# another reverse loop situation



## MrDuane (Oct 21, 2011)

hi, working on the electrical aspects and a bit confuzzled on reverse loop. the picture that came with the module has two red wires and two yellow ones. it doesn't say weither i actually need to put power to the isolated line or the power comes to it through the module. It's an MRC module.

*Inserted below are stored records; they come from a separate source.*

PR #473, opened 2018-07-18
Add macOS tests and fix failing tests.

olaurino:
This PR makes sure some tests run successfully both on Linux and macOS. Some of them provide equal results (within the default tolerance) when the optimization routine is changed to LevMar, while others need to be compared within a larger tolerance. @dtnguyen2 did more research to figure out the numerical differences, and it turns out they are due to the different platform: when the same compiler is used to compile the optimization routine on Linux and macOS the optimization finds different minima on different platforms.

Note that this PR also enables the complete set of tests including xspec and ds9 on the macOS platform.


olaurino:
Compare
https://travis-ci.org/sherpa/sherpa/jobs/405430545

to

https://travis-ci.org/olaurino/sherpa/jobs/395489842

PR #475, opened 2018-07-18
Fix unecessary runtime warning (#402)

### LINKED ISSUE #402: optfcts.py - Unnecessary Runtime warning
On lines 489 and 677 of optfcts.py, there is a check on the bounds and in parallel there is a check on whether the value is a NaN.  This check needs to be done in series to avoid the Runtime error that numpy throws in the bounds check function.  

The offending code is: 

    def stat_cb0(x_new):
        if _outside_limits(x_new, xmin, xmax) or _my_is_nan(x_new):
            return FUNC_MAX
        return orig_fcn(x_new)

A fix would look like this as an option:
    def stat_cb0(x_new):
        if _my_is_nan(x_new):
            return FUNC_MAX
        if _outside_limits(x_new, xmin, xmax) :
            return FUNC_MAX
        return orig_fcn(x_new)

dtnguyen2:
# Release Note
A condition check in the optimization code was modified so as not to produce a warning when the value is a NaN.

Fixes #402

### DIFF
--- a/sherpa/optmethods/optfcts.py
+++ b/sherpa/optmethods/optfcts.py
@@ -488,7 +488,7 @@ def minim(fcn, x0, xmin, xmax, ftol=EPSILON, maxfev=None, step=None,
 
     orig_fcn = stat_cb0
     def stat_cb0(x_new):
-        if _outside_limits(x_new, xmin, xmax) or _my_is_nan(x_new):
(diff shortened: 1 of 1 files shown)


DougBurke:
Can we change the language of the commit message/PR text from "the complainer" to "the original reporter"?

olaurino:
Rebasing, rewording, and cleaning up the PR.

the real issue is that my loop is slightly more complex than just a return loop, and I think I need two modules, one on each end of the mid piece, but not quite sure. here is a simplified layout with the main parts laid out. any advice would be appreciated.


----------



## dablaze (Apr 17, 2012)

Lol, I unsuccessfully built a similar layout to that when I was about 11 years old in N scale, never could get it to run. Its amazing how complicated something that looks so simple can be. Oh, and I still dont know how to do it lol.

Craig


----------



## NIMT (Jan 6, 2011)

Just Isolate the center section and power it with the reverse loop controller.


----------



## MrDuane (Oct 21, 2011)

so, would i need a controller at each end? and where does it get power, from the modules or do i need to run a seperate line to it?
ps, nice font on your green text by the way


----------



## NIMT (Jan 6, 2011)

You only need one controller, you just power the center off of the one set of wires and connect the other set to the bus of the outer loop.


----------



## MrDuane (Oct 21, 2011)

going over it slow, it stalls alot, but if i hit it at a run, seems to be ok, kinda odd, but, at least it works, thanks, 

not sure if the issue is a 4-4-0 with pickup on the engine and fuel trailer, (dang, forgot the technical word for the wood hauler, lol)


----------



## MrDuane (Oct 21, 2011)

nah, a loose wire, ^_^ good to go now, thanks loads again


----------



## NIMT (Jan 6, 2011)

Glad it's working for you!:thumbsup::thumbsup:
The word your searching for the "fuel trailer" would be a "tender".


----------



## Steel Ribbons (Apr 27, 2012)

Don't mean to be a thread Hi-Jacker. A simple question. I am going DCC as soon as i get a loco. Already have the decoders. But while building my layout I have a DC loco. Just testing the track before the new loco's. Can someone answer me this. Will a hornby DCC reverse loop module work with DC? Caz all I get is the train going in the isolated area to the end. As soon as it exits the module clicks and then the train goes backwards. Now the funny part. As soon as it comes to the entry point of the isolated track. It then clicks again and goes forward. So now I have a DC train going back and forward on the reverse loop?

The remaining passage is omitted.